However, I'm not so sure that this proof alone gives us a feasible computer brute force search algorithm. One significant oversight in Marek's proof is in the following statement:So, what about vertex figures that are NOT deltahedra? Actually, there's no such thing! If the vertex figure contains a polygon with more than three sides, that polygon must correspond to one of the finite list of valid polyhedra. That means that its chords CANNOT vary freely, they must take one of a discrete set of values.
The conclusion is sound, but the statement that the polygon must correspond to a finite list of valid polyhedra is inaccurate, because there are an infinite number of CRFs in 3D! Namely, the prisms and antiprisms, which are surely CRF, even though they do not belong to the set of Johnson solids. What this means it that the set of possible chord lengths is countable, but not necessarily finite.

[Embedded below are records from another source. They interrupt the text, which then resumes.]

PR #2716, opened 2019-11-01
Add sample taxon report bulk download type.

MarkAZhang:
# Description
* This is the first resque-style bulk download.

* Expose background index endpoint to non-admin so we can show the background options in the download modal.
Screen Shot 2019-11-01 at 4 48 09 PM

* If backgrounds are loading, dropdown shows a "Loading" message.

Screen Shot 2019-11-01 at 2 11 38 PM

* Add "execution_type" field to download types to indicate how to execute the download.
* Refactor BulkDownloadTypeHelper a bit to make it easier to test.
* Add s3_tar_writer class that accepts data and streams it to an s3 tar file, similar to the s3_tar_writer service in idseq-services.

# Tests

* Added model and controller tests.
* Manually verified that previous download types still work, and sample taxon report generates the correct csv (taking the background into account)

### DIFF
--- a/app/assets/src/api/index.js
+++ b/app/assets/src/api/index.js
@@ -308,6 +308,11 @@ const createBackground = ({ description, name, sampleIds }) =>
     sample_ids: sampleIds,
   });
 
+const getBackgrounds = async () => {
+  const response = await get("/backgrounds.json");
+  return response.backgrounds;
+};
+
 const getCoverageVizSummary = sampleId =>
   get(`/samples/${sampleId}/coverage_viz_summary`);
 
@@ -384,4 +389,5 @@ export {
   validatePhyloTreeName,
   validateSampleFiles,
   validateSampleNames,
+  getBackgrounds,
 };
--- a/app/assets/src/components/views/bulk_download/ChooseStep.jsx
+++ b/app/assets/src/components/views/bulk_download/ChooseStep.jsx
@@ -52,7 +52,8 @@ class ChooseStep extends React.Component {
   renderOption = (downloadType, field) => {
     const { selectedFields, onFieldSelect, fieldOptions } = this.props;
     const selectedField = get([downloadType.type, field.type], selectedFields);
-    let dropdownOptions, loadingOptions;
+    let dropdownOptions = [];
+    let loadingOptions = false;
 
     switch (field.type) {
       case "file_format":
--- a/app/assets/src/components/views/bulk_download/ChooseStep.jsx
+++ b/app/assets/src/components/views/bulk_download/ChooseStep.jsx
@@ -50,9 +50,9 @@ class ChooseStep extends React.Component {
   };
 
   renderOption = (downloadType, field) => {
-    const { selectedFields, onFieldSelect } = this.props;
+    const { selectedFields, onFieldSelect, fieldOptions } = this.props;
     const selectedField = get([downloadType.type, field.type], selectedFields);
-    let dropdownOptions;
+    let dropdownOptions, loadingOptions;
 
     switch (field.type) {
       case "file_format":
@@ -63,7 +63,7 @@ class ChooseStep extends React.Component {
 
         return (
           <div className={cs.field} key={field.type}>
-            <div className={cs.label}>File Format:</div>
+            <div className={cs.label}>{field.display_name}:</div>
             <Dropdown
               fluid
               options={dropdownOptions}
@@ -85,10 +85,36 @@ class ChooseStep extends React.Component {
 
         return (
           <div className={cs.field} key={field.type}>
-            <div className={cs.label}>Taxon:</div>
+            <div className={cs.label}>{field.display_name}:</div>
             <Dropdown
               fluid
               options={dropdownOptions}
+              onChange={(value, displayName) =>
+                onFieldSelect(downloadType.type, field.type, value, displayName)
+              }
+              value={selectedField}
+            />
+          </div>
+        );
+      // TODO(mark): Consolidate this with the above fields once the set of fields is stable.
+      case "background":
+        if (fieldOptions.backgrounds) {
+          dropdownOptions = fieldOptions.backgrounds.map(background => ({
+            text: background.name,
+            value: background.id,
+          }));
+        } else {
+          loadingOptions = true;
+        }
+
+        return (
+          <div className={cs.field} key={field.type}>
+            <div className={cs.label}>{field.display_name}:</div>
+            <Dropdown
+              fluid
+              disabled={loadingOptions}
+              placeholder={loadingOptions && "Loading..."}
+              options={dropdownOptions || []}
               onChange={(value, displayName) =>
                 onFieldSelect(downloadType.type, field.type, value, displayName)
               }
@@ -185,6 +211,7 @@ ChooseStep.propTypes = {
   selectedFields: PropTypes.objectOf(PropTypes.objectOf(PropTypes.string)),
   onFieldSelect: PropTypes.func.isRequired,
   onContinue: PropTypes.func.isRequired,
+  fieldOptions: PropTypes.objectOf(PropTypes.arrayOf(PropTypes.any)),
 };
 
 export default ChooseStep;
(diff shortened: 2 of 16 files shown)


app/jobs/generate_bulk_download.rb
```diff
@@ -0,0 +1,12 @@
+# Job to generate a bulk download
+class GenerateBulkDownload
+  @queue = :generate_bulk_download
+  def self.perform(bulk_download_id)
+    Rails.logger.info("Start generating bulk download #{bulk_download_id}")
+    BulkDownload.find(bulk_download_id).generate_download_file
+  rescue => e
+    failure_message = "Bulk download generation failed for id #{bulk_download_id}"
+    Rails.logger.error(e)
+    LogUtil.log_err_and_airbrake(failure_message)
```
jshoe: maybe include the `e` in the failure_message so it's exposed in the Airbrake?

app/lib/s3_tar_writer.rb
```diff
@@ -0,0 +1,32 @@
...
+  def start_streaming
+    @stdin, _stdout, @wait_thr = Open3.popen2("aws", "s3", "cp", "-", @s3_dest_url)
+    # Set stdin to binary mode, since GzipWriter outputs binary.
+    @stdin.binmode
+    @gz = Zlib::GzipWriter.new(@stdin)
+    @tar = Gem::Package::TarWriter.new(@gz)
+  end
+
+  def add_file_with_data(file_path, data)
+    @tar.add_file_simple(file_path, 0o444, data.length) do |io|
```
jshoe: could you add a comment for the `0o444`

app/models/bulk_download.rb
```diff
@@ -258,10 +258,82 @@ def bulk_download_ecs_task_command
...
+            "#{get_output_file_prefix(pipeline_run.sample, cleaned_project_names)}" \
+              "taxon_report.csv",
+            report_csv
+          )
+        rescue
+          failed_sample_ids << pipeline_run.sample.id
+        end
+      end
+
+      s3_tar_writer.close
```
jshoe: do you think it's possible that the `close` actions will hang? / should we have a timeout for this?

app/helpers/bulk_download_types_helper.rb
```diff
@@ -15,12 +15,20 @@ module BulkDownloadTypesHelper
       display_name: "Sample Overviews",
       description: "Sample metadata and QC metrics",
       category: "report",
+      execution_type: "resque",
```
jshoe: maybe also put "resque" / "ecs" / "variable" in constants?

app/models/bulk_download.rb
MarkAZhang: That's a good point.  I think it's more likely that the `process_status` method will hang because that's the one that waits for the `aws s3 cp` thread to complete. Any suggestions for the best way to implement a timeout?

jshoe: I think this looks like what we want? https://flushentitypacket.github.io/ruby/2015/02/21/ruby-timeout-how-does-it-even-work.html

MarkAZhang: There's a link at the bottom of that that says ruby Timeout is "dangerous". I'm also not sure what a good timeout to set is. Maybe a monitoring solution like we have for our long-running samples would be best.

Would you be okay with us deferring this until later? I can add some log statements to this Resque task which will hopefully make it more obvious if something has hung.

app/lib/s3_tar_writer.rb
MarkAZhang: Done, also changed to 644 so the file owner can write to it.

app/models/bulk_download.rb
jshoe: yep sounds good 👍

app/assets/src/api/index.js
```diff
@@ -308,6 +308,11 @@ const createBackground = ({ description, name, sampleIds }) =>
     sample_ids: sampleIds,
   });
 
+const getBackgrounds = async () => {
+  const response = await get("/backgrounds.json");
```
tfrcarvalho: Be careful because this endpoint does not do access control.
We were supposed to add it as part of backgrounds/collections work but we have not started that project yet.

app/assets/src/components/views/bulk_download/ChooseStep.jsx
```diff
@@ -50,9 +50,9 @@ class ChooseStep extends React.Component {
   };
 
   renderOption = (downloadType, field) => {
-    const { selectedFields, onFieldSelect } = this.props;
+    const { selectedFields, onFieldSelect, fieldOptions } = this.props;
     const selectedField = get([downloadType.type, field.type], selectedFields);
-    let dropdownOptions;
+    let dropdownOptions, loadingOptions;
```
tfrcarvalho: nit: initializing `loadingOptions` to false hints about the type of variable. Good for readability.

app/controllers/backgrounds_controller.rb
```diff
@@ -2,13 +2,18 @@ class BackgroundsController < ApplicationController
   include BackgroundsHelper
   before_action :login_required
   before_action :no_demo_user
-  before_action :admin_required, except: [:create, :show_taxon_dist]
+  before_action :admin_required, except: [:create, :show_taxon_dist, :index]
```
tfrcarvalho: Why is admin required for index? 
This should not be the case since, and we will need to use it in future projects.

app/controllers/bulk_downloads_controller.rb
```diff
@@ -54,6 +54,7 @@ def create
       rescue => e
         # If the kickoff failed, set to error.
         bulk_download.update(status: BulkDownload::STATUS_ERROR)
+        Rails.logger.error(e)
```
tfrcarvalho: `log_err_and_airbrake` already does this. you do not need it. 
On the other hand we might not have the full stack trace.

app/controllers/bulk_downloads_controller.rb
```diff
@@ -33,7 +33,7 @@ def create
     rescue => e
       # Throw an error if any sample doesn't have a valid pipeline run.
       # The user should never see this error, because the validation step should catch any issues.
-      LogUtil.log_backtrace(e)
+      Rails.logger.error(e)
```
tfrcarvalho: Same as below.

app/jobs/generate_bulk_download.rb
```diff
@@ -0,0 +1,12 @@
+# Job to generate a bulk download
+class GenerateBulkDownload
+  @queue = :generate_bulk_download
+  def self.perform(bulk_download_id)
+    Rails.logger.info("Start generating bulk download #{bulk_download_id}")
+    BulkDownload.find(bulk_download_id).generate_download_file
+  rescue => e
+    failure_message = "Bulk download generation failed for id #{bulk_download_id}"
+    Rails.logger.error(e)
```
tfrcarvalho: Same as above, if you include e on the error message.

app/lib/s3_tar_writer.rb
tfrcarvalho: Actually isn't 644 too open?
Who needs read access?

app/models/bulk_download.rb
```diff
@@ -128,7 +128,7 @@ def s3_tar_writer_command(
   end
 
   def download_output_key
-    "downloads/#{id}/#{BulkDownloadTypesHelper::BULK_DOWNLOAD_TYPE_TO_DISPLAY_NAME[download_type]}.tar.gz"
+    "downloads/#{id}/#{BulkDownloadTypesHelper.bulk_download_type_display_name(download_type)}.tar.gz"
```
tfrcarvalho: This `id` is the id of the bulk download, right? So it is guaranteed to be unique?

MarkAZhang: That's correct.

app/controllers/backgrounds_controller.rb
MarkAZhang: This excludes index from being admin_required, if I understand your comment correctly.

app/lib/s3_tar_writer.rb
MarkAZhang: Okay, changed to 600 so only the file owner has access.

app/controllers/backgrounds_controller.rb
tfrcarvalho: Oh yeah, sorry. Read it wrong.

This means it's not so simple for a brute-force algorithm to merely try to enumerate all possible vertices, because such an algorithm might not terminate!
So it's true that you won't have the continuously-deformable vertices you have in 3D, but there are still potentially an infinite (albeit countable) number of possibilities. Unless you're willing to make the assumption of excluding polygons past a certain size (e.g., no polygons greater than 20 vertices will be checked), that means the number of verfs will still be infinite, and will need careful representation in order to avoid an infinite loop in the algorithm.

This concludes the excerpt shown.